Pytorch different outputs between with transpose

Let I have a tensor dimension of (B, N^2, C) and I reshape it into (B, C, N, N).

I think that I have two choices below

A = torch.rand(5, 100, 20) # Original Tensor

# First Method
B = torch.transpose(2, 1)
B = B.view(5, 20, 10, 10)

# Second Method
C = A.view(5, 20, 10, 10)

Both methods work but the outputs are slightly different and I cannot catch the difference between them.

Thanks

Solution

The difference between B and C is that you have used torch.transpose which means you have swapped two axes, this means you have changed the layout of the memory. The view at the end is just a nice interface for you to access your data but it has no effect on the underlying data of your tensor. What it comes down to is a contiguous memory data buffer.

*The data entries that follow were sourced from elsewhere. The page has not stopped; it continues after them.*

PR #2930, opened 2024-07-08
fix(pl-debug): avoid npe during the pl debugging

### LINKED ISSUE #2693: [Bug]: optimize error message when pl-deug encounter an exception
### ODC version

4.2.4

### OB version

not related

### What happened?

the front end will give a message when encounter an exception:
63D2FA85-2492-4B40-9251-54C253316A66

we should optimize the error message

1. start pl debug
2. wait for 10min
3. continue debug

_No response_

yhilmare:
#### What type of PR is this?

type-bug

the null pointer exception will be thrown in some situations.

Fixes #2693

```docs

```


yizhouxw (approved):
lgtm

PR #2943, opened 2024-07-09
fix(pre-check): failed to get sql check result when the check result file is not on this machine

### LINKED ISSUE #2724: [Bug]: Multiple nodes access ODC , and the pre-check results cannot be viewed in task details
### ODC version

ODC430

### OB version

independent

### What happened?

Multiple nodes access ODC through domain names, and the pre-check results cannot be viewed in task details
image
image

can view it

chat privately

_No response_

yhilmare:
#### What type of PR is this?

type-bug

the type reference of the pre_check task is wrong and this pr fix this~

Fixes #2724

```docs

```


yizhouxw (approved):
lgtm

If you take a smaller example, something we can grasp more easily:

>>> A = torch.rand(1, 4, 3)
tensor([[[0.2656, 0.5920, 0.3774],
         [0.8447, 0.5984, 0.0614],
         [0.5160, 0.8048, 0.6260],
         [0.1644, 0.3144, 0.1040]]])

Here swapping axis=1 and axis=2 comes down to a batched transpose (in mathematical terms):

>>> B = A.transpose(2, 1)
tensor([[[0.4543, 0.7447, 0.7814, 0.3444],
         [0.9766, 0.2732, 0.4766, 0.0387],
         [0.0123, 0.7260, 0.8939, 0.8581]]])

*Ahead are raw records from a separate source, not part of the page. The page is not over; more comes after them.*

Issue #2869, opened 2024-07-02
[Bug]: Creating function with SQL statement TRACE ID unable to view execution profile


sl01388797:
### ODC version

odc431

### OB version

ob424

### What happened?

![image](https://github.com/oceanbase/odc/assets/143492234/02b041f2-e8ce-4c42-908d-e0853d006164)
![image](https://github.com/oceanbase/odc/assets/143492234/9f9bacd1-f4c2-4515-87f0-9f1d4d7b3b75)

### What did you expect to happen?

No error reported

### How can we reproduce it (as minimally and precisely as possible)?

1. Create stored procedure
create procedure `pro6` (INOUT `a` varchar(45)) begin
declare
  v1 int;
set
  a = 2;
set
  v1 = a + 1;
select
  v1;
end;
2. Click on TRACE ID

sl01388797:
![image](https://github.com/user-attachments/assets/87d5f541-1398-41d8-823f-138e904f29ac)
pass

Issue #2852, opened 2024-06-30
[Bug]: there maybe error occurs when explaining sql


LuckyPickleZZ:
### ODC version

4.3.1

### OB version

4.2.4

### What happened?

![image](https://github.com/oceanbase/odc/assets/36879124/b1ef0371-6c86-4163-b543-8992cbee86e0)

### What did you expect to happen?

-

### How can we reproduce it (as minimally and precisely as possible)?

explain on tpch database:
```sql
SELECT NATION, O_YEAR, SUM(AMOUNT) AS SUM_PROFIT
FROM (SELECT N_NAME AS NATION,
             TO_CHAR(O_ORDERDATE, 'YYYY') AS O_YEAR,
             L_EXTENDEDPRICE*(1-L_DISCOUNT)-PS_SUPPLYCOST*L_QUANTITY AS AMOUNT
      FROM PART, SUPPLIER, LINEITEM, PARTSUPP, ORDERS, NATION
      WHERE S_SUPPKEY = L_SUPPKEY AND
            PS_SUPPKEY= L_SUPPKEY AND
            PS_PARTKEY = L_PARTKEY AND
            P_PARTKEY= L_PARTKEY AND
            O_ORDERKEY = L_ORDERKEY AND
            S_NATIONKEY = N_NATIONKEY AND
            P_NAME LIKE '%%green%%') PROFIT
GROUP BY NATION, O_YEAR ORDER BY NATION, O_YEAR DESC;
```

sl01388797:
![Image](https://github.com/user-attachments/assets/ffb933b1-e055-4df8-a020-7b664a26ad14)

pass

PR #2945, opened 2024-07-09
fix(diagnose): failed to view query profile for distributed OB

### LINKED ISSUE #2828: [Bug]: Error reported after clicking TRACE ID after execution failure
### ODC version

odc431

### OB version

*

### What happened?

image
image
image

TRACE ID not displayed

Click on TRACE ID after SQL execution failure

_No response_

LuckyPickleZZ:
#### What type of PR is this?
type-bug

After testing query profile on a 3-node cluster, I found several issues in this case. The main works in this PR:
1. use session id, server ip, server port to accurately locate SQL plan records.
2. kill query if there is an exception when getting more results.
3. adapted to the execution plan on OB 4.2
4. added a variable to identify whether the current SQL supports viewing query profiles. The condition for this variable to be true is that the OB version is higher than 4.2.4 and the SQL type is `select`.

Fixes #2828 #2852 #2869

```docs

```

### DIFF
--- a/server/odc-core/src/main/java/com/oceanbase/odc/core/shared/model/ExecutorInfo.java
+++ b/server/odc-core/src/main/java/com/oceanbase/odc/core/shared/model/ExecutorInfo.java
@@ -1,0 +1,32 @@
+/*
+ * Copyright (c) 2023 OceanBase.
+ *
+ * Licensed under the Apache License, Version 2.0 (the "License");
+ * you may not use this file except in compliance with the License.
+ * You may obtain a copy of the License at
+ *
+ *     http://www.apache.org/licenses/LICENSE-2.0
+ *
+ * Unless required by applicable law or agreed to in writing, software
+ * distributed under the License is distributed on an "AS IS" BASIS,
+ * WITHOUT WARRANTIES OR CONDITIONS OF ANY KIND, either express or implied.
+ * See the License for the specific language governing permissions and
+ * limitations under the License.
+ */
+package com.oceanbase.odc.core.shared.model;
+
+import lombok.Data;
+
+/**
+ * @author: liuyizhuo.lyz
+ * @date: 2024/7/4
+ */
+@Data
+public class ExecutorInfo {
+
+    private String ip;
+    private String port;
+    private String tenantId;
+    private String planId;
+
+}
--- a/server/odc-service/src/main/java/com/oceanbase/odc/service/session/ConnectConsoleService.java
+++ b/server/odc-service/src/main/java/com/oceanbase/odc/service/session/ConnectConsoleService.java
@@ -357,7 +357,11 @@ public class ConnectConsoleService {
             shouldRemoveContext = true;
             // Front-end would stop getting more results if there is an exception. In this case the left queries
             // should be killed.
-            killCurrentQuery(sessionId);
+            try {
+                killCurrentQuery(sessionId);
+            } catch (Exception ex) {
+                log.warn("Failed to kill query. Session id={}. Request id={}", sessionId, requestId);
+            }
             throw e;
         } finally {
             if (shouldRemoveContext) {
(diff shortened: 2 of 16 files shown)


server/odc-core/src/main/java/com/oceanbase/odc/core/shared/model/ExecutorInfo.java
```diff
@@ -0,0 +1,32 @@
...
+package com.oceanbase.odc.core.shared.model;
+
+import lombok.Data;
+
+/**
+ * @author: liuyizhuo.lyz
+ * @date: 2024/7/4
+ */
+@Data
+public class ExecutorInfo {
```
yhilmare, line 25: we may change another name, this name is occupied

server/odc-service/src/main/java/com/oceanbase/odc/service/session/ConnectConsoleService.java
```diff
@@ -589,6 +592,13 @@ private SqlExecuteResult generateResult(@NonNull ConnectionSession connectionSes
         } catch (Exception e) {
             log.warn("Failed to init warning message", e);
         }
+        try {
+            String version = ConnectionSessionUtil.getVersion(connectionSession);
```
yhilmare, line 596: we may set this flag by checking if there is anything in connection session's cache~

server/odc-service/src/main/java/com/oceanbase/odc/service/session/OBExecutionListener.java
```diff
@@ -31,16 +31,21 @@
...
 import com.oceanbase.tools.dbbrowser.parser.constant.SqlType;
+import com.oceanbase.tools.dbbrowser.parser.result.BasicResult;
+
+import lombok.extern.slf4j.Slf4j;
 
 /**
  * @author: liuyizhuo.lyz
  * @date: 2024/4/23
  */
+@Slf4j
```
yhilmare, line 48: we may change another name to tell the coder that this listener is only used for query profile~

server/odc-service/src/main/java/com/oceanbase/odc/service/session/OBExecutionListener.java
```diff
@@ -92,14 +98,20 @@ private List<String> getSessionIds() {
...
+            return session.getSyncJdbcExecutor(CONSOLE_DS_KEY).execute((StatementCallback<List<String>>) stmt -> OBUtils
+                    .querySessionIdsByProxySessId(stmt, proxySessId, session.getConnectType()));
+        } catch (Exception e) {
+            log.warn("Failed to init session ids. Reason:{}", e.getMessage());
+            return Collections.emptyList();
+        }
     }
 
-    private boolean isSelect(SqlTuple sqlTuple) {
+    public static boolean isSqlTypeSupportProfile(SqlTuple sqlTuple) {
```
yhilmare, line 110: prefer not static~ and not public

server/odc-core/src/main/java/com/oceanbase/odc/core/shared/model/ExecutorInfo.java
LuckyPickleZZ: sure, I renamed it into `OBExecutionServerInfo`

server/odc-service/src/main/java/com/oceanbase/odc/service/session/ConnectConsoleService.java
LuckyPickleZZ: Sorry but I thought about it again, this cannot be changed. 
Perhaps this SQL actually supports viewing query profiles, but there is currently no record in the cache. Because the process of caching is asynchronous, we cannot guarantee it.

server/odc-service/src/main/java/com/oceanbase/odc/service/session/OBExecutionListener.java
LuckyPickleZZ: renamed to `OBQueryProfileExecutionListener`

yhilmare (dismissed):
lgtm

yhilmare (approved):
lgtm

yizhouxw (approved):
lgtm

In terms of memory layout A has the following memory arangement:

>>> A.flatten()
tensor([0.4543, 0.9766, 0.0123, 0.7447, 0.2732, 0.7260, 0.7814, 0.4766, 0.8939,
        0.3444, 0.0387, 0.8581])

While B has a different layout. By layout I mean memory arrangement, I am not referring to its shape which is irrelevant:

>>> B.flatten()
tensor([0.4543, 0.7447, 0.7814, 0.3444, 0.9766, 0.2732, 0.4766, 0.0387, 0.0123,
        0.7260, 0.8939, 0.8581])

As I said reshaping i.e. building a view on top of a tensor doesn't change its memory layout, it's an abstraction level to better manipulate tensors.

So in the end, yes you end up with two different results: C shares the same data as A, while B is a copy and has a different memory layout.